Task item: Check each line of the listing below for the string "target", and give only how many lines hold it.

Provided data:
PR #1060, opened 2023-12-21
Fix bug and correct parameter getter routine

jamiebramwell:
1. Fixes a bug in the state name getter function for dynamic adjoint problems. While the previous code would compile, it would hit a runtime exception when called.
2. No longer requires the string-based parameter get function to also contain the base physics module name. This means that the strings input in the physics module constructor should be the same for the getter request.

### DIFF
--- a/src/serac/physics/base_physics.cpp
+++ b/src/serac/physics/base_physics.cpp
@@ -310,6 +310,22 @@ std::string addPrefix(const std::string& prefix, const std::string& target)
   }
   return prefix + "_" + target;
 }
+
+std::string removePrefix(const std::string& prefix, const std::string& target)
+{
+  std::string modified_target{target};
+  // Ensure the prefix isn't an empty string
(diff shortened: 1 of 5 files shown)


white238 (approved):

kswartz92:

Answer to the exercise: 4